# PROBLEM TO WORK ON
Scan the data for "these" and copy each matching line.

# WORKING DATA

PR #1549, opened 2023-11-28
* FIX: [Engine] Initialize new shader options before ResourceManager loads

yohjimane:
This doesn't cause issues in vanilla OXR, but can cause issues if there are new shaders added in R5 which do not exist in R3.

### DIFF
--- a/src/Layers/xrRender_R2/r2.cpp
+++ b/src/Layers/xrRender_R2/r2.cpp
@@ -209,6 +209,33 @@ static bool must_enable_old_cascades()
     return exist;
 }
 
+void CRender::OnDeviceCreate(pcstr shName)
+{
+    o.new_shader_support = 0;
+    o.ssfx_rain = 0;
+    o.ssfx_blood = 0;
+    o.ssfx_branches = 0;
+    o.ssfx_hud_raindrops = 0;
+
+#if defined(USE_DX11)
+    o.new_shader_support = HW.FeatureLevel >= D3D_FEATURE_LEVEL_11_0 && ps_r2_ls_flags_ext.test(R4FLAGEXT_NEW_SHADER_SUPPORT);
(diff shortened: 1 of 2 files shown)


src/Layers/xrRender_R2/r2.cpp
```diff
@@ -209,6 +209,33 @@ static bool must_enable_old_cascades()
...
+    o.ssfx_hud_raindrops = FS.exist(fn, "$game_shaders$", "r3\\deffer_base_hud_bump", ".ps") ? 1 : 0;
+
+    Msg("- NEW SHADER SUPPORT ENABLED %i", o.new_shader_support);
+    Msg("- SSS HUD RAINDROPS SHADER INSTALLED %i", o.ssfx_hud_raindrops);
+    Msg("- SSS RAIN SHADER INSTALLED %i", o.ssfx_rain);
+    Msg("- SSS BLOOD SHADER INSTALLED %i", o.ssfx_blood);
+    Msg("- SSS BRANCHES SHADER INSTALLED %i", o.ssfx_branches);
+#endif
+
+    D3DXRenderBase::OnDeviceCreate(shName);
```
yohjimane, line 236: Doing `D3DXRenderBase::OnDeviceCreate` AFTER some options are initialized is the fix here.

I'm wondering if we need to also use value of `GetShaderPath()` instead of hardcoding `r3\\` too..

Xottab-DUTY: I think we don't even need these `o.ssfx_` members, because they always should true when new shader support enabled. And we can then check for `o.new_shader_support` in the renderer instead of `o.ssfx_`
(if it's not, I believe we should add these shaders, so it is always true)

YES, this is a deviation from SSS original code, but... it generally looks better in our case since we have changed shaders folder to `r5`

# ANSWER TO THIS EXERCISE
Xottab-DUTY: I think we don't even need these `o.ssfx_` members, because they always should true when new shader support enabled. And we can then check for `o.new_shader_support` in the renderer instead of `o.ssfx_`
(if it's not, I believe we should add these shaders, so it is always true)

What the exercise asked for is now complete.